━━━━━ DATA SHOWN

PR #1222, opened 2026-07-30
fix(format): render dates in a fixed Swiss notation, not the browser locale

### LINKED ISSUE #1214: Date formatting still follows the UI language outside the Safe
## Problem

#1210 fixed the Safe activity list: its timestamps are now formatted with a fixed `de-CH` locale, because the date format is a Swiss convention and must not follow the selected interface language.

The rest of the app still does follow it. These call sites pass no locale at all, so `toLocaleString()` falls back to the browser locale — an English UI renders `6/12/26, 2:30 PM` instead of `12.06.2026, 14:30`:

- `src/util/compliance-helpers.tsx:74, 137, 194, 207, 211`
- `src/screens/account.screen.tsx:273`
- `src/screens/realunit.screen.tsx:160, 255, 320`
- `src/screens/realunit-quotes.screen.tsx:73`
- `src/screens/realunit-quote-detail.screen.tsx:119`
- `src/screens/realunit-transaction-detail.screen.tsx:111`

These are compliance and RealUnit views, i.e. internal tooling rather than the customer-facing product — which is why they were deliberately left out of #1210 rather than fixed silently.

## Suggested fix

Same approach as `src/components/safe/transaction-history.tsx`: fixed `de-CH` with explicit field options.

```ts
toLocaleString('de-CH', { day: '2-digit', month: '2-digit', year: 'numeric', hour: '2-digit', minute: '2-digit' })
```

Explicit options rather than `dateStyle: 'short'`, which shortens the year to two digits (`28.01.26`).

A shared helper would be better than repeating the option object twelve times — `src/util/utils.ts` already hosts `formatCurrency` and would be the natural home. `src/components/dashboard/financial-log-table.tsx:11-19` has a comparable local formatter that could fold into it.

## Out of scope

The PDF dialog in the Safe uses a native `<input type="date">`, whose display format is controlled by the browser and system locale and cannot be set through `Intl` options. Changing that would mean replacing the native control with a custom one — a separate decision.

Follow-up to #1210.

Danswar:
Closes #1214. Follow-up to #1210, which fixed the Safe activity list.

## Problem

Date formatting is a Swiss convention, not a translation of the interface. Call sites across the app passed no locale to `toLocaleString()`, so the format followed the browser locale — an English UI rendered `6/12/2026, 2:30:45 PM` instead of `12.06.2026, 14:30:45`.

## Change

Four helpers in `src/util/utils.ts`, next to the existing `formatChf()`/`formatCurrency()`:

```ts
formatSwissDate(value)                 // 12.06.2026
formatSwissTime(value)                 // 14:30
formatSwissDateTime(value)             // 12.06.2026, 14:30
formatSwissDateTimeWithSeconds(value)  // 12.06.2026, 14:30:45
```

Explicit field options rather than `dateStyle: 'short'`, which would shorten the year to two digits.

The compliance `formatDate()`/`formatDateTime()` helpers delegate to them. That is where most of the leverage is: they are imported across 24 files, so their callers are fixed without touching each import.

**Four helpers, not one, because precision is preserved rather than normalised.** A bare `toLocaleString()` emits seconds. Every site that showed seconds still shows them; every site that had explicitly chosen minute precision keeps it. Normalising everything to the `{day, month, year, hour, minute}` set the issue suggests would have silently dropped seconds from ~28 compliance call sites — note lists, call-queue comments, issue tables — where events can share a minute and the timestamp is what orders them. The Safe therefore still renders `12.06.2026, 14:30`, exactly as #1210 shipped it.

The rule across this change: **notation is fixed, precision is untouched, timezone is untouched.** No helper sets `timeZone`, so every site still renders in the viewer's local zone.

## Scope

The issue listed 12 call sites. The same defect class turned out to be wider:

- 8 further locale-less sites the issue's list missed — `realunit-transactions:75`, `realunit-user:115,190`, `compliance-kyc-step:114,180`, `compliance-recommendation-graph:350`, `transaction.screen:1083,1219`
- 8 compliance sites that passed `de-CH` but no field options, rendering `12.6.2026` next to the padded `12.06.2026` — among them a KYC step's `created`, rendered `12.6.2026` on the review panels and in the browser's own format on the Stammdaten panel
- `dashboard-financial-live:58`, a timestamp card passing `de-CH` without field options
- `support-stats.ts:104`, whose day label followed the browser, and `recommendations-section.tsx:209`, whose expiry date followed the UI language
- `support-tickets.screen.tsx:112` and `chat.screen.tsx:485`
- 5 compliance screens carrying their own `formatDate()` with an option set identical to the shared helpers; they delegate now, and the three that guard missing values keep their `'-'` guards
- `safe/transaction-history.tsx`, which held the inline original of this option set since #1210. It delegates now; the option set is byte-identical, so the Safe renders exactly as before.

Two of these are worth calling out.

**The transaction detail is converted because the account list links into it.** Converting only the list would have left the same timestamp reading two ways one navigation apart, where before this change both sides followed the browser and at least agreed.

**The chat message time asked for `hour12: false` against the browser locale.** That is not a 24-hour clock: on locales defaulting to `h24` it renders midnight as `24:30`, so an `en-US` browser disagreed with every converted site for an hour a day — one click from the converted ticket list. It uses `formatSwissTime()` now.

### One deliberate exception: month names

`trendLabel()` in `support-stats.ts` took no locale on its month branch — the branch the default 365-day period actually renders. A month name is a word, not notation, so it follows the interface language (as the app's other month labels do) while the numeric day label is pinned to Swiss. `locale` is an explicit parameter of `trendLabel()`.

━━━━━━━━━━

● PROBLEM DESCRIPTION:
The reply should consist solely of the number of lines in the records that include "shared".

● FINISHED EXERCISE:
2